Puis c’est “grâce” au projet avorté de l’Arena que ce bâtiment qui borde la RN20 et la Loire va devenir le Lab’O, la pépinière de la French tech d’Orléans. Ironie de l’histoire, Famar et ses 18.000m2 de locaux d’activité devaient être démolis pour faire place à un palais des événements sportifs, et ils vont devenir après rénovation, le temple de l’économie numérique. Et peut-être le cœur du développement de la ville. A l’époque, en 2012, le bâtiment avait donc été racheté par la ville d’Orléans pour 10,8 millions d’euros, laquelle l’a revendu lundi soir, par une décision du conseil municipal, 8,8 millions à l’agglomération.

Faire réapparaître la structure béton

Il sera en effet géré par Orléans-technopole qui va s’y installer. Comme l’a indiqué lundi matin Olivier Carré, premier adjoint au maire chargé du développement économique et de la ville  numérique, les travaux pour réaménager les bâtiments se monteront à 10 millions d’euros. Et dire qu’une brochette d’architectes dont le fils de Tschumi avait demandé son classement pour qu’il ne soit pas livré aux bulldozers! Maintenant les “promoteurs” de la ville parlent de faire réapparaître la structure en béton.

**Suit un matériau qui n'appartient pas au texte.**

PR #104, opened 2019-01-30
[201] Price Details

daco101:
This PR adds a price details column (and the dummy data) and prepends that to the details of returned cards.


server/src/test/java/org/hl7/davinci/endpoint/cdshooks/services/crd/r4/MedicationPrescribeServiceTest.java
```diff
@@ -31,6 +32,8 @@ public void testHandleRequest() {
     CdsResponse response = service.handleRequest(request);
     assertNotNull(response);
     assertEquals(1, response.getCards().size());
-    assertEquals("Documentation is required for the desired device or service", response.getCards().get(0).getSummary());
+    assertEquals("Documentation is required for the desired device or service.", response.getCards().get(0).getSummary());
+
+    assertTrue(response.getCards().get(0).getDetail().startsWith("Price details: Payor will cover up to $680."));
```
KeeyanGhoreshi: This test will have to be rewritten if the rule changes.  It might be worth it to either search the data sql for the correct payment text or have the request be for a fake entry that gets added to the database by this test instead of relying on stuff that's "supposed" to be in the database.

server/src/main/java/org/hl7/davinci/endpoint/components/CardBuilder.java
```diff
@@ -51,7 +52,8 @@ public static Card transform(CoverageRequirementRule crr, String launchUrl) {
       }
       String patientStateRule = Optional.ofNullable(crr.getPatientAddressState()).orElse("Any");
       String providerStateRule = Optional.ofNullable(crr.getProviderAddressState()).orElse("Any");
-      card.setDetail(String.format(detail, genderRule, crr.getAgeRangeLow(),
+      card.setDetail("Price details: " + crr.getPriceDescription() + "\n " +
```
KeeyanGhoreshi: In Github markdown that `\n` will not get shown as an actual line break.  You'll need to do either `__\n` (the underscores represent spaces, you need two spaces to get a new line) or an explicit `<br />`.

daco101:
Are you saying we need to create new rules for all of the items in the Limited_Pricing file? Is this for himss? Should the rules match anything in particular?

KeeyanGhoreshi:
When you get home oxygen it should display all related codes, the table isn't a list of codes and their prices it's a list of related codes that are all displayed together to show the code you're asking for and its accessories.  So if we were implementing this for real we'd have a database with all the codes and their relation to one another and when you order something the details section would have a table with ALL the related codes and their prices to give an idea of the total price (or other options).

daco101:
I see so the rule for E0424 should have the entire table from that file, but for all the other rules we have no pricing info yet.

PR #161, opened 2019-12-12
Papcrdrules

yuliumitre:
https://jira.mitre.org/browse/DMEERX-377
Convert CQL rules in CRD to real PAP rules - maintain STU 3 support

1. Add CRD rules for E0470 and E0601 R4 and STU3


server/src/main/jib/rules/cms/hcpcs/E0470/E0470-r4.cql
```diff
@@ -0,0 +1,27 @@
...
+include FHIRHelpers version '4.0.0' called FHIRHelpers
+
+parameter Patient Patient
+parameter device_request DeviceRequest
+
+define "Age":
+AgeInYears()
+
+define RULE_APPLIES:
+    "Age" > 0
```
plarocque4: Does this work if you just return true?

server/src/main/jib/rules/cms/hcpcs/E0470/E0470-r4.cql
```diff
@@ -0,0 +1,27 @@
...
+
+define RESULT_Summary:
+  'Authorization not required.'
```
plarocque4: Perhaps these should just say "Documentation Required"

server/src/main/jib/rules/cms/hcpcs/E0470/E0470-r4.cql
```diff
@@ -0,0 +1,27 @@
...
+
+define RESULT_Details:
+  'Authorization is not required.'
```
plarocque4: Maybe this could say: "Documentation Required, please complete form via 'Smart App' link"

Famar, c’est un peu l’histoire de la ligne 2 du tramway d’Orléans. L’opposition, avec Corinne Leveleux-Teixeira, avait proposé pendant la campagne des municipales cette conversion de Famar en pépinière numérique. A l’époque, la majorité était contre. Au motif que la réhabilitation du site aurait coûté “trop cher”, au minimum 20 millions d’euros, notamment pour le désamiantage… Une fois le dossier d’Aréna bloqué puis enterré (par le gouvernement socialiste), Serge Grouard avait rangé son ballon de basket au vestiaire de l’histoire et s’était ensuite converti à un Famar revisité. Il n’y a que les imbéciles…

Au moins trois cents emplois

Tout ira très vite: dans une dizaine de jours, l’architecte sera choisi. Les locaux seront réaménagés fin 2015 en incubateur d’entreprises, avec des espaces pour l’accueil du public. Au deuxième étage, un impressionnant plateau de 2 000 m2 sera transformé en bureaux-paysage et en espaces communs. Parallèlement, une des “success story” du numérique orléanais, l’entreprise Easyflyer qui fait de l’imprimerie en ligne, s’installera dans un autre bâtiment de 5 000m2. Avec ou sans la labellisation en cours par l’Etat au titre de la French tech (avec Tours), le site Famar Orléans, le Lab’O, espère accueillir à terme plusieurs dizaines d’entreprises et au moins trois cents emplois.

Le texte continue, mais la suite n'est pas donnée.